Over in Delhi, 32-year-old Vikas Pandey is leaving for office, looking every bit a member of India’s bright, new workforce—close-shave, crisp shirt, black trousers, dark socks and leather loafers. Later, sitting with his friends for an after-work coffee in Bengali Market, he disappears periodically into the depths of his phone. Pandey is meticulously juggling his real world, where he is just another computer geek, and his parallel universe, in which he is a mini-celebrity.
Better known as @MrsGandhi and @iSupportNaMo on Twitter, with 30,000 and 18,000 followers respectively at last count, Gandhi and Pandey are among the most noticeable members of a fervent pro-Hindu, pro- BJP, pro-Narendra Modi, rightwing Internet community that dominates every social media discussion and every online forum.
This community may be guided loosely by BJP’S information technology cell—a 100-strong team of techies and social media managers run from the party’s head office at 11, Ashoka Road—and by prime ministerial candidate Modi’s own unit in Ahmedabad, but it is an organic, uncontrollable, multi-faceted entity made up of people all around us.

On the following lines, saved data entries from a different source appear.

PR #82, opened 2022-02-08
feat: time hooks for query experiment

Victor-C-Zhang:
- Merge time hooks from continuous query branch
- Ensure supernodes are restored if a continuous query errors out
- Bugfixes and improvements:
  - Reversed order of parameters in `merge_supernodes`
  - Use `const&` references for vectors
  - Improve robustness of `sizeof` calculations in binary IO operations
  - etc.


include/graph.h
```diff
@@ -101,8 +101,9 @@ class Graph {
    */
   void write_binary(const std::string &filename);
 
-  std::chrono::steady_clock::time_point flush_call;
-  std::chrono::steady_clock::time_point flush_return;
+  // time hooks for experiments
+  std::chrono::steady_clock::time_point flush_start;
```
etwest, line 157: Why did we rename these

src/graph.cpp
```diff
@@ -217,7 +221,7 @@ std::vector<std::set<node_id_t>> Graph::boruvka_emulation() {
   for (const auto& it : temp) retval.push_back(it.second);
 
   cc_alg_end = std::chrono::steady_clock::now();
-  printf("CC done\n");
+  printf("CC done in %d rounds\n", num_rounds);
```
etwest: Probably not necessary

test/simulation.cpp
```diff
@@ -0,0 +1,43 @@
+#include <random>
```
etwest: What exactly is this simulation? A stress test of the std priority queue?

test/temp.cpp
```diff
@@ -0,0 +1,28 @@
+#include <iostream>
```
etwest: What is this file?

test/res/kron17_trouble.txt
```diff
@@ -0,0 +1,9 @@
+131072  8
```
etwest: What is this file for?

test/simulation.cpp
Victor-C-Zhang: oops, an unnecessary

test/temp.cpp
Victor-C-Zhang: same

test/res/kron17_trouble.txt
Victor-C-Zhang: same

src/graph.cpp
Victor-C-Zhang: I used this for some experiments, but I'm not too attached to it if you don't like it

include/graph.h
Victor-C-Zhang: for consistency

etwest:
This looks good. I'll get Ethan's changes in for splitting cc up into multiple functions and then I'll push a commit here to ensure this is done correctly once those changes are made.

include/graph.h
etwest: Okay

etwest: Okay

src/graph.cpp
etwest: Yeah lets get rid of it. We can always add it back if we want to. Also, the cc done printf isn't necessary either.

include/graph.h
```diff
@@ -1,165 +1,162 @@
...
+class Graph {
+  node_id_t num_nodes;
+  long seed;
+  bool update_locked = false;
+  bool modified = false;
+  // a set containing one "representative" from each supernode
+  std::set<node_id_t>* representatives;
+  Supernode** supernodes;
+  // DSU representation of supernode relationship
+  node_id_t * parent;
```
etwest: Style nit: Remove space after *

include/graph.h
etwest: Can you put in a pull request for the experiment repo that changes the query_expr in main to use these time hooks?

src/graph.cpp
```diff
@@ -186,25 +186,25 @@ inline std::vector<std::vector<node_id_t>> Graph::supernodes_to_merge(std::pair<
...
 inline void Graph::merge_supernodes(Supernode** copy_supernodes, std::vector<node_id_t> &new_reps,
-               std::vector<std::vector<node_id_t>> &to_merge, bool make_copy, bool first_round) {
+               std::vector<std::vector<node_id_t>> &to_merge, bool first_round, bool make_copy) {
   bool except = false;
   std::exception_ptr err;
   // loop over the to_merge vector and perform supernode merging
   #pragma omp parallel for default(shared)
-  for (node_id_t i = 0; i < new_reps.size(); i++) {
-    node_id_t a = new_reps[i]; // fix for ubuntu18.04 ('for each' style in omp no good)
+  for (node_id_t i = 0; i < new_reps.size(); i++) { // NOLINT(modernize-loop-convert)
```
etwest, line 206: What exactly does this comment mean?

src/graph.cpp
```diff
@@ -186,25 +186,25 @@ inline std::vector<std::vector<node_id_t>> Graph::supernodes_to_merge(std::pair<
...
-    if (to_merge[a].size() != 0) new_reps.push_back(a);
+    if (!to_merge[a].empty()) new_reps.push_back(a);
 
   reps = new_reps;
   return to_merge;
 }
 
 inline void Graph::merge_supernodes(Supernode** copy_supernodes, std::vector<node_id_t> &new_reps,
-               std::vector<std::vector<node_id_t>> &to_merge, bool make_copy, bool first_round) {
+               std::vector<std::vector<node_id_t>> &to_merge, bool first_round, bool make_copy) {
```
etwest: Nice catch. That might have explained part of the difference in performance we were observing.

src/graph.cpp
```diff
@@ -242,21 +243,42 @@ std::vector<std::set<node_id_t>> Graph::boruvka_emulation(bool make_copy) {
...
-    modified = false;
-    sample_supernodes(query, reps);
-    std::vector<std::vector<node_id_t>> to_merge = supernodes_to_merge(query, reps);
-
-    // make a copy if necessary
-    if(make_copy && first_round) {
-      backed_up = reps;
-      if (!copy_in_mem) backup_to_disk(backed_up);
+  // function to restore supernodes after CC if make_copy is specified
+  auto cleanup_copy = [&make_copy, this, &backed_up, &copy_supernodes]() {
```
etwest, line 248: This code looks right. I'm curious if you've tried inducing an exception to ensure the super-nodes are restored correctly. Maybe this should be a unit test?

src/graph.cpp
etwest: Actually, semantically it probably doesn't make a difference. I think we can (and should) reduce the number of arguments to this function to just one: namely 'make_copy' and pass in whether we require the supernodes to be backed up. (first_round && make_copy) or just first_round which starts true only if make_copy is true.

src/graph.cpp
```diff
@@ -313,17 +323,26 @@ void Graph::restore_from_disk(std::vector<node_id_t> ids_to_restore) {
...
-  flush_call = std::chrono::steady_clock::now();
+  flush_start = std::chrono::steady_clock::now();
   bf->force_flush(); // flush everything in buffering system to make final updates
   GraphWorker::pause_workers(); // wait for the workers to finish applying the updates
-  flush_return = std::chrono::steady_clock::now();
+  flush_end = std::chrono::steady_clock::now();
   // after this point all updates have been processed from the buffer tree
 
-  if (!cont)
+  if (!cont) {
```
etwest: style nit: {} unnecessary

src/graph.cpp
```diff
@@ -348,10 +370,10 @@ void Graph::write_binary(const std::string& filename) {
   // after this point all updates have been processed from the buffering system
 
   auto binary_out = std::fstream(filename, std::ios::out | std::ios::binary);
-  int fail_factor = Sketch::get_failure_factor();
-  binary_out.write((char*)&seed, sizeof(long));
-  binary_out.write((char*)&num_nodes, sizeof(uint64_t));
-  binary_out.write((char*)&fail_factor, sizeof(int));
+  auto fail_factor = Sketch::get_failure_factor();
```
etwest, line 373: This makes me nervous. I suppose if it works then it works though.

include/graph.h
Victor-C-Zhang: Yeah, it’s in draft rn

src/graph.cpp
Victor-C-Zhang: It’s a directive for CLion so it doesn’t mark this as a loop that should be modernized

src/graph.cpp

They could be in the next cubicle in your workplace or on the next desk in your classroom. Always scouring the Internet on their smartphones, they are connected with each other through an intangible network that is pulling people from different backgrounds. They feel their voices are finally being heard, and amplified, by like-minded political activists who operate on social media.
A mark of their overwhelming online supremacy can be found in the India Today Group’s e-lection poll, a mock online General Election in which users were asked to vote in Lok Sabha constituencies across India. The ballot worked through one-time passwords sent to mobile phones, ensuring only one vote for every cell number to prevent rigging. Of the unprecedented 556,460 votes that were cast over a 40-day period till October 30, 338,401 users chose BJP ( see box). Even in Uttar Pradesh, which witnesses a four-cornered contest every election, 87.1 per cent of the voters went with the BJP. The results from this self-selected sample may not reflect the ground reality but they prove one thing beyond a shadow of doubt: The Internet is saffron.
Internet penetration in India is only 10 per cent, with nearly 116.18 million users, according to Estatsindia.com. But a Google survey in October said four out of every 10 urban Indian voters, or 37 per cent, are now online.